## Exercise brief
Each line of the material below needs to be returned exactly as written.

□ □ □ □ □ □ □

Issue #328, opened 2022-07-01
`-Wreturn-type` warning should be suppressed if implicit return is not reachable


ehaas:
arocc currently issues a warning for this; clang and gcc do not:
```c
int foo(int x) {
  while (1) {
    return x;
  }
}
```

Issue #325, opened 2022-06-30
pointer cast warnings too strict


ehaas:
This currently gives a warning when it shouldn't:

```c
void foo(const void *arg) {
  const char * const p1 = (const char * const)arg;
}
```

```
./test.c:2:27: warning: cast to type 'const char *const ' will not preserve qualifiers [-Wcast-qualifiers]
  const char * const p1 = (const char * const)arg;
                          ^
```

Vexu:
That error is actually talking about the second `const` and happens for other types as well:
```c
void foo() {
    const char p1 = (const char)1; // warning: cast to type 'char' will not preserve qualifiers [-Wcast-qualifiers]
}
```

This is an warning that I added so it should either be clarified or removed altogether.

PR #330, opened 2022-07-03
Parser: don't issue a bounds warning for trailing one-element array access

### LINKED ISSUE #327: Alternative syntax for flexible arrays
GCC and clang treat trailing one-element arrays at the end of structs as flexible arrays, because that's how people used to do it in C90. From my research it seems that it's one of those things that's technically undefined behavior according to the standard, but all (or most) vendors implement it the same way.

From https://gcc.gnu.org/onlinedocs/gcc/Zero-Length.html (emphasis mine):

> In the absence of the zero-length array extension, in ISO C90 the contents array in the example above would typically be declared to have a single element. Unlike a zero-length array which only contributes to the size of the enclosing structure for the purposes of alignment, a one-element array always occupies at least as much space as a single object of the type. **Although using one-element arrays this way is discouraged, GCC handles accesses to trailing one-element array members analogously to zero-length arrays.**

This construct is used in sqlite, so arocc currently issues some warnings that gcc & clang do not.

ehaas:
Closes #327

### DIFF
--- a/src/Diagnostics.zig
+++ b/src/Diagnostics.zig
@@ -141,6 +141,7 @@ pub const Options = packed struct {
     @"designated-init": Kind = .default,
     @"attribute-warning": Kind = .default,
     @"invalid-noreturn": Kind = .default,
+    @"zero-length-array": Kind = .default,
 };
 
 const messages = struct {
@@ -1981,6 +1982,12 @@ const messages = struct {
         const msg = "invalid type '{s}' to __real operator";
         const extra = .str;
         const kind = .@"error";
+    };
+    const zero_length_array = struct {
+        const msg = "zero size arrays are an extension";
+        const kind = .off;
+        const pedantic = true;
+        const opt = "zero-length-array";
     };
 };
 
--- a/src/Diagnostics.zig
+++ b/src/Diagnostics.zig
@@ -142,6 +142,7 @@ pub const Options = packed struct {
     @"attribute-warning": Kind = .default,
     @"invalid-noreturn": Kind = .default,
     @"zero-length-array": Kind = .default,
+    @"old-style-flexible-struct": Kind = .default,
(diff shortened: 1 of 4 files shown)


ehaas:
After this change we're down to 19 warnings in sqlite.

2 from overflow due to incorrect sizeof calculations
2 from #328
4 from #325
11 from unreachable code warnings

Vexu:
This does seem to work with everything I try but it feels a bit odd having it be part of the global state of the `Parser`. Is there some specific reason why you chose this approach instead of something more confined in `checkArrayBounds`?

ehaas:
I'd prefer to do it in `checkArrayBounds` but I couldn't think of a way to tell if I was dealing with a trailing one-element array field. GCC doesn't seem to do any bounds checking at all; clang will issue a warning if it's a standalone array or non-trailing one-element field, but no warning if it's a trailing one element field.

Vexu:
Seems to me that if you pass `checkArrayBounds` the array `Result` instead of just the type, then you could inline `Parser.getNode` and move the logic you currently have in `fieldAccessExtra` there.

Vexu:
Accidentally pushed unrelated changes to this branch, reverted now.

ehaas:
> Is there/will there be an option to enable a warning for this?

I don't think Clang has an option to enable a warning for this (didn't see any here https://clang.llvm.org/docs/DiagnosticsReference.html) so we could create our own. Any suggestions for the name?

ehaas:
Updated to keep the check local to `checkArrayBounds`, removed bounds checking for zero-element arrays, added a warning for zero-element arrays (at creation time) and added the `-Wold-style-flexible-struct` warning. I set it to default off since clang doesn't issue that warning by default but I can switch it to warn by default if you want.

□ □ □ □ □ □ □

## Answer for this exercise
Issue #328, opened 2022-07-01
`-Wreturn-type` warning should be suppressed if implicit return is not reachable


ehaas:
arocc currently issues a warning for this; clang and gcc do not:
```c
int foo(int x) {
  while (1) {
    return x;
  }
}
```

Issue #325, opened 2022-06-30
pointer cast warnings too strict


ehaas:
This currently gives a warning when it shouldn't:

```c
void foo(const void *arg) {
  const char * const p1 = (const char * const)arg;
}
```

```
./test.c:2:27: warning: cast to type 'const char *const ' will not preserve qualifiers [-Wcast-qualifiers]
  const char * const p1 = (const char * const)arg;
                          ^
```

Vexu:
That error is actually talking about the second `const` and happens for other types as well:
```c
void foo() {
    const char p1 = (const char)1; // warning: cast to type 'char' will not preserve qualifiers [-Wcast-qualifiers]
}
```

This is an warning that I added so it should either be clarified or removed altogether.

PR #330, opened 2022-07-03
Parser: don't issue a bounds warning for trailing one-element array access

### LINKED ISSUE #327: Alternative syntax for flexible arrays
GCC and clang treat trailing one-element arrays at the end of structs as flexible arrays, because that's how people used to do it in C90. From my research it seems that it's one of those things that's technically undefined behavior according to the standard, but all (or most) vendors implement it the same way.

From https://gcc.gnu.org/onlinedocs/gcc/Zero-Length.html (emphasis mine):

> In the absence of the zero-length array extension, in ISO C90 the contents array in the example above would typically be declared to have a single element. Unlike a zero-length array which only contributes to the size of the enclosing structure for the purposes of alignment, a one-element array always occupies at least as much space as a single object of the type. **Although using one-element arrays this way is discouraged, GCC handles accesses to trailing one-element array members analogously to zero-length arrays.**

This construct is used in sqlite, so arocc currently issues some warnings that gcc & clang do not.

ehaas:
Closes #327

### DIFF
--- a/src/Diagnostics.zig
+++ b/src/Diagnostics.zig
@@ -141,6 +141,7 @@ pub const Options = packed struct {
     @"designated-init": Kind = .default,
     @"attribute-warning": Kind = .default,
     @"invalid-noreturn": Kind = .default,
+    @"zero-length-array": Kind = .default,
 };
 
 const messages = struct {
@@ -1981,6 +1982,12 @@ const messages = struct {
         const msg = "invalid type '{s}' to __real operator";
         const extra = .str;
         const kind = .@"error";
+    };
+    const zero_length_array = struct {
+        const msg = "zero size arrays are an extension";
+        const kind = .off;
+        const pedantic = true;
+        const opt = "zero-length-array";
     };
 };
 
--- a/src/Diagnostics.zig
+++ b/src/Diagnostics.zig
@@ -142,6 +142,7 @@ pub const Options = packed struct {
     @"attribute-warning": Kind = .default,
     @"invalid-noreturn": Kind = .default,
     @"zero-length-array": Kind = .default,
+    @"old-style-flexible-struct": Kind = .default,
(diff shortened: 1 of 4 files shown)


ehaas:
After this change we're down to 19 warnings in sqlite.

2 from overflow due to incorrect sizeof calculations
2 from #328
4 from #325
11 from unreachable code warnings

Vexu:
This does seem to work with everything I try but it feels a bit odd having it be part of the global state of the `Parser`. Is there some specific reason why you chose this approach instead of something more confined in `checkArrayBounds`?

ehaas:
I'd prefer to do it in `checkArrayBounds` but I couldn't think of a way to tell if I was dealing with a trailing one-element array field. GCC doesn't seem to do any bounds checking at all; clang will issue a warning if it's a standalone array or non-trailing one-element field, but no warning if it's a trailing one element field.

Vexu:
Seems to me that if you pass `checkArrayBounds` the array `Result` instead of just the type, then you could inline `Parser.getNode` and move the logic you currently have in `fieldAccessExtra` there.

Vexu:
Accidentally pushed unrelated changes to this branch, reverted now.

ehaas:
> Is there/will there be an option to enable a warning for this?

I don't think Clang has an option to enable a warning for this (didn't see any here https://clang.llvm.org/docs/DiagnosticsReference.html) so we could create our own. Any suggestions for the name?

ehaas:
Updated to keep the check local to `checkArrayBounds`, removed bounds checking for zero-element arrays, added a warning for zero-element arrays (at creation time) and added the `-Wold-style-flexible-struct` warning. I set it to default off since clang doesn't issue that warning by default but I can switch it to warn by default if you want.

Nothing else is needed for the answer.